TASK ITEM: Check every line below, and copy those that include "didn".

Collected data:
*** Block opens ***

PR #1552, opened 2025-02-13
Enforce modern coding style with `pyupgrade`

fabcor-maxiv:


fabcor-maxiv:
Here is an attempt at enforcing modern coding style with [_`pyupgrade`_](https://pypi.org/project/pyupgrade/).

I had a quick read through. In general this seems okay, most of the changes were expected. Some things we might want to have a closer look at:

* replacing `mock` from PyPI with `unittest.mock` from the standard library
* some shenanigans with dict comprehension [here](https://github.com/mxcube/mxcubeweb/pull/1552/files#diff-4db974c114b44f85ece8effdb39294773ec1c4dea9f4c58b1f339bdbd490d34a)

But really it is worth double-checking everything.

mxcubeweb/core/components/samplechanger.py
```diff
@@ -202,7 +201,7 @@ def mount_sample_clean_up(self, sample):
             current_queue = self.app.queue.queue_to_dict()
 
             if sample["location"] != "Manual":
-                msg = "Mounting sample: %s (%s)" % (
+                msg = "Mounting sample: {} ({})".format(
                     sample["location"],
                     sample.get("sampleName", ""),
                 )
```
dominikatrojanowska, line 207: why it didn't go further? 🤔 do we want to use fstring-s everywhere?

msg = f"Mounting sample: {sample['location']} ({ sample.get('sampleName', '')})")

mxcubeweb/core/components/user/usermanager.py
```diff
@@ -312,7 +311,7 @@ def login_info(self):
                 "useSSO": self.app.CONFIG.sso.USE_SSO,
             }
 
-            res["selectedProposal"] = "%s%s" % (
+            res["selectedProposal"] = "{}{}".format(
                 HWR.beamline.session.proposal_code,
                 HWR.beamline.session.proposal_number,
             )
```
dominikatrojanowska, line 317: as above - do we want ot get rid of .format?

mxcubeweb/core/util/convertutils.py
```diff
@@ -16,15 +16,10 @@ def convert_to_dict(ispyb_object):
...
-                            k,
-                            (convert_to_dict(x) if not isinstance(x, dict) else x),
-                        )
-                        for k, x in val.items()
-                    ]
-                )
+                val = {
+                    k: (convert_to_dict(x) if not isinstance(x, dict) else x)
+                    for k, x in val.items()
+                }
```
dominikatrojanowska, line 22: seems ok the inner part didn't change `(convert_to_dict(x) if not isinstance(x, dict) else x)`
there was a call of: `dict([(a, b), (c, d), ...])` so this shortcut seems fine

mxcubeweb/core/util/networkutils.py
```diff
@@ -161,15 +161,15 @@ def send_feedback(sender_data):
     _from = HWR.beamline.session.get_property("from_email", "")
 
     if not _from:
-        _from = "%s@%s" % (
+        _from = "{}@{}".format(
             local_user,
             HWR.beamline.session.get_property("email_extension", ""),
         )
```
dominikatrojanowska, line 167: again fstring vs .format

mxcubeweb/core/util/networkutils.py
```diff
@@ -161,15 +161,15 @@ def send_feedback(sender_data):
...
 
     # Sender information provided by user
     _sender = sender_data.get("sender", "")
     to = HWR.beamline.session.get_property("feedback_email", "") + ",%s" % _sender
-    subject = "[MX3 FEEDBACK] %s (%s) on %s" % (
+    subject = "[MX3 FEEDBACK] {} ({}) on {}".format(
         local_user,
         _sender,
         bl_name,
```
dominikatrojanowska, line 175: and again

dominikatrojanowska:
except these few comment it looks like a nice tool that made quite a job, already like it :)

marcus-oscarsson:
Looks good in general, however it did not seem to have done anything with the `__future__` imports. We only have one in `mxcubeweb` but I guess it should have been removed right ?

I'm not either a fan of the change to `str.format` seems to be more of an opinionated style change to me. It would have made more sense to move to an f-string in that case which seems to be the case for some strings so a little bit confused there. So largely agreeing with @dominikatrojanowska.

elmjag:
very nice, I like it!

fabcor-maxiv:
Yes, I thought/hoped this tool would be more aggressive, but I take any improvement in the right direction.

There are some more details on the [README](https://github.com/asottile/pyupgrade?tab=readme-ov-file). In particular:

* [f-strings](https://github.com/asottile/pyupgrade?tab=readme-ov-file#f-strings)
* [`__future__`](https://github.com/asottile/pyupgrade?tab=readme-ov-file#__future__-import-removal)

I agree that going from %-strings to formatted strings does not feel like a great step forward, rather a step to the side. I will look around if I find a tool that does the migration to f-strings. Maybe ruff...

I am always a bit reluctant to using ruff, but maybe we should just go straight to ruff.

marcus-oscarsson:
We could try `ruff` and see what the differences would be. I imagine that it would change quite big parts of the code base ? It looks like `pyupgrade` does reasonable things the only strange thing seems to be the f-string handling. 

The change to '.format' does not seem to be that numerous for `mxcubeweb` so they can maybe either be reverted or changed manually to an f-string. However, I think it might be quite a different story for `mxcubecore`

fabcor-maxiv:
I have started an attempt at migrating to ruff.

In order to ease the churn (in particular for those who maintain a fork), I want to proceed in steps. First step is to migrate the existing setup to ruff without changing anything in the Python files. Then in later steps start introducing fixes for the rule violations uncovered, probably starting with the things that ruff can fix automatically itself.

Exception for the formatter. I will take in the formatting changes straight from the start. This should be minimal since we were using black already.

fabcor-maxiv:
Attempt to use `ruff` here: <https://github.com/mxcube/mxcubeweb/pull/1555>.

I want to keep this PR open as draft, in case we do not want to move forward with the `ruff` solution.

marcus-oscarsson:
I guess it means that we can drop this one then ?

fabcor-maxiv:
> I guess it means that we can drop this one then ?

Yes. But also no, because we have not enabled the [`UP` rules](https://docs.astral.sh/ruff/rules/#pyupgrade-up) in the Ruff config yet.

But OK, let's close it, it does not make much difference...

PR #1554, opened 2025-02-14
 Resetting queue and sample list when session changes

marcus-oscarsson:
Resetting queue and sample list when session changes. The recent changes triggered some logic that cleared the queue when the user in-control logs out. This scenario happened very rarely in the past as control was passed automatically and the beamline instance always was running, and this logic was simply not executed.

Control is no longer passed automatically and we don't any longer have any requirement on having a MXCuBE web client open to run the core of the application.

### DIFF
--- a/mxcubeweb/core/components/lims.py
+++ b/mxcubeweb/core/components/lims.py
@@ -219,12 +219,9 @@ class Lims(ComponentBase):
             # Re-initialize the samplelist
             self.app.lims.init_sample_list()
 
-            # If a sample is mounted (and not already marked as such),
-            # get sample changer contents and add mounted sample to the queue
-            address = self.app.sample_changer.get_loaded_sample()
-            if not self.app.sample_changer.get_current_sample() and address:
-                self.app.sample_changer.get_sample_list()
-                self.app.server.emit("update_queue", {}, namespace="/hwr")
+            # Get sample list and send update to client
+            self.app.sample_changer.get_sample_list()
+            self.app.server.emit("update_queue", {}, namespace="/hwr")
 
             HWR.beamline.session.proposal_code = session.code
             HWR.beamline.session.proposal_number = session.number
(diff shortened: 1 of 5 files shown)


marcus-oscarsson:
I'd be happy if someone had a quick look :)

marcus-oscarsson:
:), thanks @walesch-yan

walesch-yan:
Looks good to me now:)

walesch-yan (approved):

mxcubeweb/core/components/lims.py
```diff
@@ -206,11 +206,30 @@ def select_session(self, session_id: str) -> bool:
...
-        HWR.beamline.session.proposal_code = session.code
-        HWR.beamline.session.proposal_number = session.number
-        HWR.beamline.session.session_id = HWR.beamline.lims.get_session_id()
-        HWR.beamline.session.proposal_id = session.proposal_id
-        HWR.beamline.session.set_session_start_date(session.start_date)
+        if HWR.beamline.session.session_id != HWR.beamline.lims.get_session_id():
+            # ruff: noqa: G004
+            logging.getLogger("MX3.HWR").info(
+                f"[LIMS] New session, clearing queue and sample list for {session.code}{session.number}"
+            )
```
fabcor-maxiv, line 212: I think we should probably commit to following what the linter says, even if it is annoying at first. If there is very strong and shared sentiment that we want to go against one particular linter rule then we should disable it globally, so that we have a consistent code base.

As far as I can tell, this would be the preferred way of writing this:

```suggestion
            logging.getLogger("MX3.HWR").info(
                "[LIMS] New session, clearing queue and sample list for %s%s",
                session.code,
                session.number,
            )
```

If we want to have the policy/guideline that we use f-strings for logging then we should look at the ruff documentation if there is a way to enforce it. I guess it could mean disabling `G004` globally, but that would still mean that there are two ways of doing the same thing: %-strings and f-strings. And having two ways of doing the same thing is exactly what we should avoid, or at least that is exactly what I want to avoid.

PR #1555, opened 2025-02-14
Use `ruff` as Python code formatter and linter

fabcor-maxiv:
Use `ruff` to replace:

* `autoflake`
* `black`
* `isort`
* `flake8`

Also reorganize the `pre-commit` hooks in a more logical order.


fabcor-maxiv:
It did only 2 formatting changes: adding one empty line in some place and removing one empty line in another place.

It is configured to enable all linting rules, but disabling just enough rules for specific files so that we do not have to change anything in the Python code (just yet).

It removes all the other tools we do not need any longer. All in all, the pre-commit hooks should also be faster (because Rust and because less hooks altogether).

Once this is merged, we can start with the next steps. Which would be enabling the rules that are currently disabled and do the required fixes. We might want to start by enabling the rules that can be fixed automatically by ruff itself, and then some other rules that are easy to fix manually with extremely little risk of breaking anything.

fabcor-maxiv:
As expected, this made it very clear that we have big consistency issues regarding logging, and that our handling of exceptions is abysmally bad. Then there are a whole lot of things that will be trivial to fix manually.

fabcor-maxiv:
I am also thinking, that this is only MXCuBE-Web and that the situation in MXCuBE-Core is probably much "worse". I do not know how quick the progress will be on that initiative. I can probably handle a big chunk of MXCuBE-Web on my own. And then maybe it could be a good idea to do some (online) code camp and/or sprint where everyone tries to pitch in and fix the linting issues in MXCuBE-Core.

fabcor-maxiv:
~I set it back to "draft". I need to update the contribution guidelines.~ DONE

marcus-oscarsson:
Ok, lets try.

> Once this is merged, we can start with the next steps. Which would be enabling the rules that are currently disabled and do the required fixes. We might want to start by enabling the rules that can be fixed automatically by ruff itself, and then some other rules that are easy to fix manually with extremely little risk of breaking anything.

I guess it will depend a bit on the rules :), but sounds good.

Thanks again, could you re-base please ?

fabcor-maxiv:
> Thanks again, could you re-base please ?

Done

fabcor-maxiv:
> Ok, lets try.
> 
> > Once this is merged, we can start with the next steps. Which would be enabling the rules that are currently disabled and do the required fixes. We might want to start by enabling the rules that can be fixed automatically by ruff itself, and then some other rules that are easy to fix manually with extremely little risk of breaking anything.
> 
> I guess it will depend a bit on the rules :), but sounds good.

I will try to be smart about it, to make it as smooth and uncontroversial as possible.

My personal attitude towards this is "do whatever the linter says", with few exceptions on a case-by-case basis for when I really thought it through and came to the conclusion that it is wiser to bypass the linter for that specific case.

But for MXCuBE, we can do it more conservatively, bit by bit.

marcus-oscarsson:
> But for MXCuBE, we can do it more conservatively, bit by bit.

I guess it will depend on the amount of things we need to change. Id personally be happy to just get it over with if its not too much and anything really strange.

*** Block closes ***

WRITTEN RESPONSE:
dominikatrojanowska, line 207: why it didn't go further? 🤔 do we want to use fstring-s everywhere?
dominikatrojanowska, line 22: seems ok the inner part didn't change `(convert_to_dict(x) if not isinstance(x, dict) else x)`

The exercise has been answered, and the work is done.